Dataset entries
=== Section Start ===
PR #764, opened 2022-12-08
feat: Remove rowLink from RowStyles.

stephenh:


bdow (approved):
I like it! Gonna be a fairly big breaking change, but I think it makes sense to clean up rowStyles where it's no longer needed.

PR #766, opened 2022-12-09
 fix: make job logs filters responsive

aTrujilloHomeBound:
This is a fix to previously adding a filters prop to fitlers. off by one.


src/components/Filters/Filters.tsx
```diff
@@ -29,15 +29,15 @@ interface FilterProps<F, G extends Value = string> {
...
+  const { filter, onChange, filterDefs, groupBy, vertical = false, numberOfInlineFilters = groupBy ? 2 : 3 } = props;
   const testId = useTestIds(props, filterTestIdPrefix);
 
   const { openModal } = useModal();
   const [pageFilters, modalFilters] = useMemo(() => {
     // Take the FilterDefs that have a `key => ...` factory and eval it
     const impls = safeEntries(filterDefs).map(([key, fn]) => [key, fn(key as string)]);
     // If we have more than numberOfInlineFilters depending on groupby,
-    if (!vertical && impls.length > numberOfInlineFilters) {
+    if (!vertical && impls.length > numberOfInlineFilters + 1) {
```
stephenh, line 40: Thought: both `impls.length` and `numberOfInlineNumbers` are 1-based numbers, so I don't thinkwe need the + 1 to adjust it?

Like if `impls.length` is 3, and `numberOfInlineFilters = 3`, that is fine, we don't need to break out some of the modals.

It's only if `impls.length` is 4 and `numberOfInlineFilters = 3`, that we need to do the break out?

src/components/Filters/Filters.tsx
```diff
@@ -29,15 +29,15 @@ interface FilterProps<F, G extends Value = string> {
 }
 
 function Filters<F, G extends Value = string>(props: FilterProps<F, G>) {
-  const { filter, onChange, filterDefs, groupBy, vertical = false, numberOfInlineFilters = groupBy ? 3 : 4 } = props;
+  const { filter, onChange, filterDefs, groupBy, vertical = false, numberOfInlineFilters = groupBy ? 2 : 3 } = props;
```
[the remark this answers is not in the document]
aTrujilloHomeBound: Yeah, I was under the assumption the default was 4

src/components/Filters/Filters.tsx
aTrujilloHomeBound: With the +1 when there are 4 filters we get the last filter without more filters shown:
Screen Shot 2022-12-09 at 11 13 39 AM

when there is not + 1 and  4 filters we see: 
Screen Shot 2022-12-09 at 11 13 51 AM

I like that it shows the last filter without opening the modal for 1 item

stephenh: Ah gotcha, yeah, I remember that now, don't show "more filters" if there'd be only 1 item to put in it...

I bet that is also why I thought "there are four inline filters by default", e.g. looking at your 1st screenshot and we see four.

So...is the "most intuitive" fix to:

a) keep `numberOfInlineFilters = groupBy ? 3 : 4` (because if you pass 4 filters, with no group by, then yeah you'll see 4 inline filters), and then

b) keep line 40 to `impls.length > numberOfInlineFilters`, 

c) make line 43 be `Object.fromEntries(impls.slice(0, numberOfInlineFilters - 1))`

Because this will handle:

* `numberOfInlineFilters=4`, `impls.length=3`, don't show the more button, all filters on the page
* `numberOfInlineFilters=4`, `impls.length=4`, don't show the more button, all filters on the page
* `numberOfInlineFilters=4`, `impls.length=5`, show the more button and take the 1st three filters (as before)

Like I don't 100% know what bug you're fixing, but is most of the code on `main` right, it's just the `impls.slice` was putting an extra filter on the page? (b/c we weren't `-1`-ing to keep a slot reserved for the more button)

stephenh (approved):

PR #769, opened 2022-12-16
feat: SC-24760 Add checkbox filter

kbesingeryeh:
* Adds a new `checkboxFilter` to Beam's Filter components
* Behaves similar to `toggleFilter`, but using a checkbox instead
Screen Shot 2022-12-16 at 9 02 54 AM

### DIFF
--- a/src/components/Filters/CheckboxFilter.tsx
+++ b/src/components/Filters/CheckboxFilter.tsx
@@ -1,0 +1,58 @@
+import { BaseFilter } from "src/components/Filters/BaseFilter";
+import { Filter } from "src/components/Filters/types";
+import { Checkbox } from "src/inputs";
+import { TestIds } from "src/utils/useTestIds";
+
+export type CheckboxFilterProps<V> = {
+  label?: string;
+  onValue?: V | undefined;
+  offValue?: V | undefined;
+  defaultValue?: V | undefined;
+};
+
+/**
+ * Provides a two-state "on/off" filter.
+ *
+ * By default the on/off values are `on === true` and `off === undefined`.
+ *
+ * You can flip the on/off values by passing `onValue: false`, in which case
+ * `on === false` and off === undefined`.
+ *
+ * Or you can set on/off directly, by passing both `onValue` and `offValue`, even to
+ * non-boolean values, i.e. `onValue: "foo", offValue: "bar"`.
+ */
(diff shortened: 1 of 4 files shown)


src/components/Filters/CheckboxFilter.tsx
```diff
@@ -0,0 +1,58 @@
...
+        label={this.label}
+        onChange={(on) => {
+          setValue(on ? onValue : offValue);
+        }}
+        {...this.testId(tid)}
+      />
+    );
+  }
+
+  get hideLabelInModal() {
```
stephenh, line 55: Ah nice, I forgot we already had a way to hide labels in the modal; that worked out...

stephenh (approved):
Cool, this lgtm!

Fwiw, let's go ahead and ship this, but next time around, I'm curious Kelsie/your-tech lead, if we should nudge UX to ask "...so do you really want _sometimes_ toggles and _sometimes_ checkboxes? Why is that? Can you describe the rules-of-thumb for when to use which one?"

Like I'm wondering if they would have preferred to either a) realize that oh toggles are actually the standard for on/off-sytle filters and we should purposefully stick with that pattern (i.e. the designer unintentionally went off-pattern without realizing it), or b) realize that actually we really don't like the toggle style filter anymore, and we should move everything over to the new checkbox style, so the app is consistent.

src/components/Filters/CheckboxFilter.tsx
kbesingeryeh: Sounds good, thanks for the feedback. I will mention it to the team on Monday. I wanted to take this ticket for Hackday because I noticed design moving to this new pattern of checkbox filters and we've been using the toggle instead because this hadn't been built yet.

stephenh: Cool! Yeah, cleaning up/adding to Beam is great hack day work; sorry, I got on my usual "ux consistency" soapbox, so didn't mean for that to be demotivating.

Since this is something design consistently wants (i.e. hopefully is the new pattern), and sounds like it just never made it "to the top of a squad's feature backlog" (which is common for small-ish Beam updates), then implementing these updates on hack days is a perfect use of the carved-out hack day time imo.

...if you wanted to see if design was cool with just removing the old toggle filter, and just whole-sale cut over to the new checkbox filter, that would also be amazing, but happy to leave that to later/follow up discussions. Really not a big deal to leave the old one as-is.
=== Section End ===
* ASSIGNED TASK
All lines of the data above that include the word "adding" must be shown.

* SOLUTION TO THE EXERCISE
This is a fix to previously adding a filters prop to fitlers. off by one.
stephenh: Cool! Yeah, cleaning up/adding to Beam is great hack day work; sorry, I got on my usual "ux consistency" soapbox, so didn't mean for that to be demotivating.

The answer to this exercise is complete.